▶ Stored data entries
PR #1967, opened 2025-03-19
Support V16 metadata and refactor metadata code

jsdw:
This PR:

- Adds support for some v16 metadata features and converting from v16 metadata (currently unstable); notably pallet view functions and pallet associated types (Future PRs will make use of this new information).
- Removes the ability to convert back from `subxt::Metadata` to `frame_metadata`. Our internal `subxt::Metadata` doesn't care about everything in the metadata, and not mandating that it be convertible back into `frame_metadata` makes it a non-issue to throw away any information that we don't care about.
- Moves metadata stripping off `Metadata` (since you can't encode it any more) and onto the individual `frame_metadata` versions that we've implemented it for. This was necessary given the above, and means that when we strip metadata for a particular version, we won't change anything else about it.
- Nerfs metadata stripping in order to avoid potential issues and reduce code complexity. Metadata stripping would achieve the biggest size reduction by also stripping variants from the "outer enums" (`RuntimeCall`/`RuntimeError`/`RuntimeEvent`), but it's hard to figure out:
    
    1. when we can actually strip these without introducing bugs, and
    2. how to compare metadata which may or may not have had these variants stripped, with a "normal" metadata (ie for metadata validation).
    
    Our current implementation had some potantial issues around (2), and a bunch of complexity to address (1), so we no longer strip variants. The downside is that metadata stripping won't reduce the size of the metadata much now (the outer enums contain a lot of type information which we keep regardless), but it can still help to exclude APIs you don't intend to work with.
- Moves metadata stripping to a new utils crate, reworks it to (hopefully) be much easier to follow and adds some (more) tests to check that it is working as intended.

To illustrate the nerfing of size reduction:

- Using this PR and Substrate node:
    - `subxt metadata`: 681K
    - `subxt metadata --runtime-apis ''`: 651K
    - `subxt metadata --pallets System,Balances,Contracts,Council,Democracy --runtime-apis ''`: 518K
    - `subxt metadata --pallets Balances --runtime-apis ''`: 501K
    - `subxt metadata --pallets '' --runtime-apis ''`: 495K
- Current `master`:
    - `subxt metadata`: 681K
    - `subxt metadata --runtime-apis ''`: 651K
    - `subxt metadata --pallets System,Balances,Contracts,Council,Democracy --runtime-apis ''`: 459K
    - `subxt metadata --pallets Balances --runtime-apis ''`: 334K
    - `subxt metadata --pallets '' --runtime-apis ''`: 324K

YMMV depending on the node configuration. I thought I'd seen much smaller sizes on `master` but perhaps that was on a different chain.


cli/src/commands/metadata/retain.rs
```diff
@@ -0,0 +1,603 @@
...
+
+use frame_metadata::{ v14, v15, v16 };
+use scale_info::PortableRegistry;
+use subxt_metadata::utilities::OuterEnums;
+
+/// This trait is implemented for metadata versions to enable us to strip pallets and runtime APIs from them.
+/// 
+/// To implement the [`RetainMetadata::retain_metadata`] method for a new metadata version, you'll probably:
+/// - Remove any pallets and runtime APIs from the metadata based on the filter functions.
+/// - Gather the outer enum IDs and then call [`retain_relevant_types_in_registry`] to strip the
```
niklasad1, line 15:
```suggestion
/// - Gather the outer enum type IDs and then call [`retain_relevant_types_in_registry`] to strip the
```

cli/src/commands/metadata/retain.rs
```diff
@@ -0,0 +1,603 @@
...
+            event_ty: Some(self.outer_enums.event_enum_ty.id),
+            error_ty: Some(self.outer_enums.error_enum_ty.id),
+        };
+        retain_relevant_types_in_registry(self, keep_pallet, outer_enum_ids);
+    }
+}
+
+/// This function:
+/// 
+/// - Iterates deeply over all IDs that matter when considering whether we can strip variants from
```
niklasad1, line 110:
```suggestion
/// - Iterates deeply over all type IDs that matter when considering whether we can strip variants from
```

cli/src/commands/metadata/retain.rs
```diff
@@ -0,0 +1,603 @@
...
+            self.extrinsic.signature_ty.id
+        ];
+
+        pallet_types.chain(runtime_api_inputs).chain(extrinsic_type_ids)
+    }
+}
+
+/// This is implemented for any metadata version that a [`PortableRegistry`] can be obtained from.
+trait GetPortableRegistry {
+    fn get_portable_registry(&self) -> &PortableRegistry;
```
niklasad1, line 489: I think get and get_mut is sufficient here, the trait is called GetPortableRegistry ^

cli/src/commands/metadata/retain.rs
```diff
@@ -0,0 +1,603 @@
...
+/// This deeply recurses over any IDs given, handing back any child IDs seen in addition to the original IDs.
+fn recurse_type_ids<'a, I: Iterator<Item = u32> + 'a>(types: &'a PortableRegistry, ids: I) -> impl Iterator<Item = u32> + 'a {
+    ids.flat_map(|id| {
+        use scale_info::TypeDef;
+        let ty = &types.resolve(id).unwrap();
+
+        let params = ty.type_params.iter().filter_map(|p| p.ty.map(|t| t.id));
+        let inner_ids = match &ty.type_def {
+            TypeDef::Composite(c) => {
+                Either6::A(c.fields.iter().map(|field| field.ty.id))
```
niklasad1, line 529: :rofl:

cli/src/commands/metadata/retain.rs
```diff
@@ -0,0 +1,603 @@
...
+/// strip metadata if they want to decode extrinsics freom _any_ pallet.
+/// 
+/// When implementing this, if you're ever not sure whether a type ID should be considered for
+/// stripping or not, always assume that it is to play it safe. If _everything_ is in 
+/// [`IterateTypeIds::iterate_type_ids_to_consider_for_stripping`], then things will still work
+/// (we'll just end up stripping fewer things from the metadata).
+trait IterateTypeIds {
+    /// This should return an iterator over all type IDs which, if seen, should prevent us
+    /// from stripping variants from RuntimeCall/Error/Event enums ("outer enums").
+    fn iterate_type_ids_to_consider_for_stripping(&self) -> impl Iterator<Item=u32>;
```
niklasad1, line 190: I don't think you need to repeat the type ids for every method here

I think `iter_for_stripping`, `iter_not_stripping` and `iter_all/iter` would be sufficient but your call :)

cli/src/commands/metadata/retain.rs
```diff
@@ -0,0 +1,603 @@
...
+
+/// This trait is implemented for metadata versions to enable us to strip pallets and runtime APIs from them.
+/// 
+/// To implement the [`RetainMetadata::retain_metadata`] method for a new metadata version, you'll probably:
+/// - Remove any pallets and runtime APIs from the metadata based on the filter functions.
+/// - Gather the outer enum IDs and then call [`retain_relevant_types_in_registry`] to strip the
+///   type registry down given the pallets and runtime APIs left in the metadata.
+/// - This will require implementing [`IterateTypeIds`], which is the thing that determines which
+///   IDs in the metadata to pay attention to or ignore when it comes to stripping things out.
+pub trait RetainMetadata {
```
niklasad1, line 19: Looks clean

metadata/src/from_into/v14.rs
niklasad1, line 1: :muscle:

cli/src/commands/metadata/retain.rs
jsdw: Chanegd to `iter_type_ids_mut` (I realised it needed to be mutable for updating the IDs after)

core/src/config/transaction_extensions.rs
```diff
@@ -582,12 +582,13 @@ macro_rules! impl_tuples {
...
                 let metadata = &client.metadata;
                 let types = metadata.types();
+                let tx_extension_version = metadata.extrinsic().transaction_extension_version_to_use_for_encoding();
 
                 // For each transaction extension in the tuple, find the matching index in the metadata, if
                 // there is one, and add it to a map with that index as the key.
                 let mut exts_by_index = HashMap::new();
                 $({
-                    for (idx, e) in metadata.extrinsic().transaction_extensions().iter().enumerate() {
+                    for (idx, e) in metadata.extrinsic().transaction_extensions_by_version(tx_extension_version).unwrap().enumerate() {
```
niklasad1, line 591: Maybe add an expect here or explain that this may fail if an `invalid transaction version`?

Or add some docs on the macro itself...

core/src/config/transaction_extensions.rs
```diff
@@ -604,7 +605,7 @@ macro_rules! impl_tuples {
 
                 // Next, turn these into an ordered vec, erroring if we haven't matched on any exts yet.
                 let mut params = Vec::new();
-                for (idx, e) in metadata.extrinsic().transaction_extensions().iter().enumerate() {
+                for (idx, e) in metadata.extrinsic().transaction_extensions_by_version(tx_extension_version).unwrap().enumerate() {
```
niklasad1, line 608: Same here

metadata/src/from/v14.rs
```diff
@@ -0,0 +1,318 @@
...
+    metadata: &mut v14::RuntimeMetadataV14,
+    path_segments: Vec<String>,
+) -> u32 {
+    let variants: Vec<_> = metadata
+        .pallets
+        .iter()
+        .filter_map(|pallet| {
+            let error = pallet.error.as_ref()?;
+
+            // Note:  using the `alloc::format!` macro like in `let path = format!("{}Error", pallet.name);`
```
niklasad1, line 241: hmm interesting

jsdw: I wonder if that's still true; it's something Tadeo/Pavlo ran into but was very strange. Let me see if simplifying works

metadata/src/from/v14.rs
```diff
@@ -0,0 +1,313 @@
...
+    value: v14::ExtrinsicMetadata<PortableForm>,
+    missing_ids: MissingExtrinsicTypeIds,
+) -> ExtrinsicMetadata {
+    let transaction_extensions: Vec<_> = value
+        .signed_extensions
+        .into_iter()
+        .map(from_signed_extension_metadata)
+        .collect();
+
+    let transaction_extension_indexes = (0..transaction_extensions.len() as u32).collect();
```
niklasad1, line 124: I wonder whether we can replace Vec<u32> with Range<u32> as transaction_extensions_indexes instead to get rid off some alloc?

metadata/src/lib.rs
```diff
@@ -593,74 +605,93 @@ impl ConstantMetadata {
...
+
+        Some(iter)
     }
 
-    /// Which version are these transaction extensions?
-    pub fn transaction_extensions_version(&self) -> u8 {
-        self.transaction_extensions_version
+    /// When constructing a v5 extrinsic, use this transaction extensions version.
+    pub fn transaction_extension_version_to_use_for_encoding(&self) -> u8 {
+        *self.transaction_extensions_by_version.keys().max().unwrap()
```
niklasad1, line 654: Silly comment: maybe add an expect that `transaction_extensions_by_version` must contain at least one version

testing/integration-tests/src/full_client/metadata_validation.rs
```diff
@@ -27,14 +27,14 @@ fn v15_to_metadata(v15: RuntimeMetadataV15) -> Metadata {
...
 
-fn modified_metadata<F>(metadata: Metadata, f: F) -> Metadata
-where
-    F: FnOnce(&mut RuntimeMetadataV15),
-{
-    let mut metadata = RuntimeMetadataV15::from((*metadata).clone());
-    f(&mut metadata);
-    v15_to_metadata(metadata)
-}
+// fn modified_metadata<F>(metadata: Metadata, f: F) -> Metadata
```
niklasad1, line 30: remove?

testing/integration-tests/src/full_client/metadata_validation.rs
```diff
@@ -97,24 +97,8 @@ fn pallets_to_metadata(pallets: Vec<PalletMetadata>) -> Metadata {
...
-    let metadata = RuntimeMetadataV15::from((*api.metadata()).clone());
-    let metadata = v15_to_metadata(metadata);
-
-    assert!(
-        node_runtime::is_codegen_valid_for(&metadata),
-        "Should still be valid after conversion back and forth"
-    );
-}
+/*
+TODO: Add a means to get RuntimeMetadataV16 from api, and then modify that, convert to Metadata and check validity
```
niklasad1, line 101: are you planning to fix this in this PR?

testing/ui-tests/src/utils/metadata_test_runner.rs
```diff
@@ -100,15 +100,10 @@ impl MetadataTestRunnerCaseBuilder {
...
-    where
-        M: TryInto<Metadata>,
-        M::Error: std::fmt::Debug,
-    {
-        let macro_metadata = macro_metadata.try_into().expect("can into Metadata");
+    pub fn build(self, macro_metadata: frame_metadata::RuntimeMetadataPrefixed) -> String {
         let validation_metadata = self
             .validation_metadata
-            .unwrap_or_else(|| macro_metadata.clone());
+            .unwrap_or_else(|| clone_via_encode(&macro_metadata));
```
niklasad1, line 106: was this taken care of the prior `Into/From` or why is it needed?

utils/strip-metadata/Cargo.toml
```diff
@@ -0,0 +1,28 @@
...
+edition.workspace = true
+rust-version.workspace = true
+publish = true
+autotests = false
+
+license.workspace = true
+repository.workspace = true
+documentation.workspace = true
+homepage.workspace = true
+description = "subxt utils strip metadata"
```
niklasad1, line 14:
```suggestion
description = "subxt utils to strip metadata"
```

metadata/src/from/v14.rs
jsdw: In this case we could, but for v16 metadata, the indexes vec might no longer be contiguous if we have several versions of transaction extensions defined.

metadata/src/lib.rs
jsdw: Done!

metadata/src/from/v14.rs
niklasad1: I see

utils/strip-metadata/src/lib.rs
```diff
@@ -0,0 +1,946 @@
...
+    let keep_these_ids: BTreeSet<u32> = m
+        .iter_type_ids_mut()
+        .map(|id| *id)
+        .chain(Some(dispatch_err_type_id))
+        .collect();
+
+    let new_ids = m.get_types_mut().retain(|id| keep_these_ids.contains(&id));
+
+    // Map IDs found in the metadata to new ones as needed after the retaining:
+    m.iter_type_ids_mut().for_each(|id| {
```
niklasad1, line 100: could be map_while :)

metadata/src/utils/outer_enums.rs
```diff
@@ -0,0 +1,66 @@
+// Copyright 2019-2025 Parity Technologies (UK) Ltd.
+// This file is dual-licensed as Apache-2.0 or GPL-3.0.
+// see LICENSE for license details.
+
+//! Utility functions for working with v14 metadata.
```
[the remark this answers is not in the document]
jsdw: Actually I can remove this entirely and just have it in from/v14 now :)

niklasad1 (approved):
Nice work.

LGTM, I think this PR is improvement when it comes readability of the code.

Would be awesome with empirical metrics how much the codesize would increase w.r.t trimming.

testing/ui-tests/src/utils/metadata_test_runner.rs
jsdw: This is because we were previously accepting `subxt::Metadata`, which can be cloned, but now we accept `frame_metadata::RuntimeMetadataPrefixed`, which for some reason doesn't implement Clone (despite the individual versions implementing it iirc).

We can prob improve that, but until then, this is a bit of a hack to make a clone of it by encoding and then decoding again 😆

utils/strip-metadata/src/lib.rs
jsdw: Ooh I haven't used that one before!

However, it appears like it stops after it sees the first `None`, whereas I want to iterate the entire set of IDs either way :)

testing/integration-tests/src/full_client/metadata_validation.rs
jsdw: Fixed :)

metadata/src/from/v14.rs
```diff
@@ -0,0 +1,351 @@
...
+            value,
+        } => StorageEntryType::Map {
+            hashers: hashers.into_iter().map(from_storage_hasher).collect(),
+            key_ty: key.id,
+            value_ty: value.id,
+        },
+    }
+}
+
+fn from_storage_entry_modifier(value: v14::StorageEntryModifier) -> StorageEntryModifier {
```
pkhry, line 165: dq: why not `From<_>` instance instead?

metadata/src/from/v14.rs
```diff
@@ -0,0 +1,351 @@
...
+        v14::StorageHasher::Blake2_256 => StorageHasher::Blake2_256,
+        v14::StorageHasher::Blake2_128Concat => StorageHasher::Blake2_128Concat,
+        v14::StorageHasher::Twox128 => StorageHasher::Twox128,
+        v14::StorageHasher::Twox256 => StorageHasher::Twox256,
+        v14::StorageHasher::Twox64Concat => StorageHasher::Twox64Concat,
+        v14::StorageHasher::Identity => StorageHasher::Identity,
+    }
+}
+
+fn from_storage_entry_type(value: v14::StorageEntryType<PortableForm>) -> StorageEntryType {
```
pkhry, line 150: dq: why not `From<_>` instance?

metadata/src/from/v14.rs
```diff
@@ -0,0 +1,351 @@
...
+        address_ty: missing_ids.address,
+        signature_ty: missing_ids.signature,
+        transaction_extensions_by_version: BTreeMap::from_iter([(
+            0,
+            transaction_extension_indexes,
+        )]),
+    }
+}
+
+fn from_storage_hasher(value: v14::StorageHasher) -> StorageHasher {
```
pkhry, line 138: dq: why not From<_> instance?

metadata/src/from/v14.rs
```diff
@@ -0,0 +1,351 @@
...
+            },
+            apis: Default::default(),
+            custom: CustomMetadataInner {
+                map: Default::default(),
+            },
+        })
+    }
+}
+
+fn from_signed_extension_metadata(
```
pkhry, line 104: dq: why not From<_> instance?

metadata/src/from/v15.rs
```diff
@@ -0,0 +1,233 @@
...
+                call_enum_ty: m.outer_enums.call_enum_ty.id,
+                event_enum_ty: m.outer_enums.event_enum_ty.id,
+                error_enum_ty: m.outer_enums.error_enum_ty.id,
+            },
+            custom: m.custom,
+        })
+    }
+}
+
+fn from_signed_extension_metadata(
```
pkhry, line 102: same dq about `From` instances instead for this conversion and those below

metadata/src/from/v16.rs
```diff
@@ -0,0 +1,260 @@
...
+                call_enum_ty: m.outer_enums.call_enum_ty.id,
+                event_enum_ty: m.outer_enums.event_enum_ty.id,
+                error_enum_ty: m.outer_enums.error_enum_ty.id,
+            },
+            custom: v15::CustomMetadata { map: custom_map },
+        })
+    }
+}
+
+fn from_transaction_extension_metadata(
```
pkhry, line 123: same dq about `From` instances

utils/strip-metadata/src/lib.rs
pkhry, line 100: nit: maybe `filter_map().for_each()` ?

utils/strip-metadata/src/lib.rs
```diff
@@ -0,0 +1,946 @@
...
+                match self {
+                    $name::$first_tok(item) => item.next(),
+                    $($name::$tok(item) => item.next(),)*
+                }
+            }
+        }
+    }
+}
+
+either!(Either: A B);
```
pkhry, line 435: maybe more conventional `Left` and `Right` , also why not use `either` that is already a dependency? is it because of finnicky `Iter` trait defs on it?

pkhry (approved):

metadata/src/from/v16.rs
jsdw: I'd write these as `From` impls if I wanted it a part of a public interface, but I suppose I didn't want that sort of interface so it was easier to just write freestanding functions to do what was needed :)

utils/strip-metadata/src/lib.rs
jsdw: Good point! This is a bit of a vestige from when I had a couple of Either defs (which is also why not `Left` and `Right`, because I had an `Either6` with 6 branches, so the `Either` aligned with using letters instead!)

I deleted this and justu sed the `either ` crate!

utils/strip-metadata/src/lib.rs
jsdw: I went the other way and simplified to a normal for loop:

```rust
for id in m.iter_type_ids_mut() {
    if let Some(new_id) = new_ids.get(id) {
        *id = *new_id;
    };
}
```

filter_map.for_each would have felt a bit ugly I think ie something like:

```rust
m.iter_type_ids_mut()
 .filter_map(|id| new_ids.get(id).map(|new_id| (id, new_id))
 .for_each(|(id, new_id)| *id = new_id)
```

▶ TASK REQUIREMENTS
In the records above, how many lines hold the string "ExtrinsicMetadata"? Reply with only the number.

▶ RESPONSE TO THE TASK
2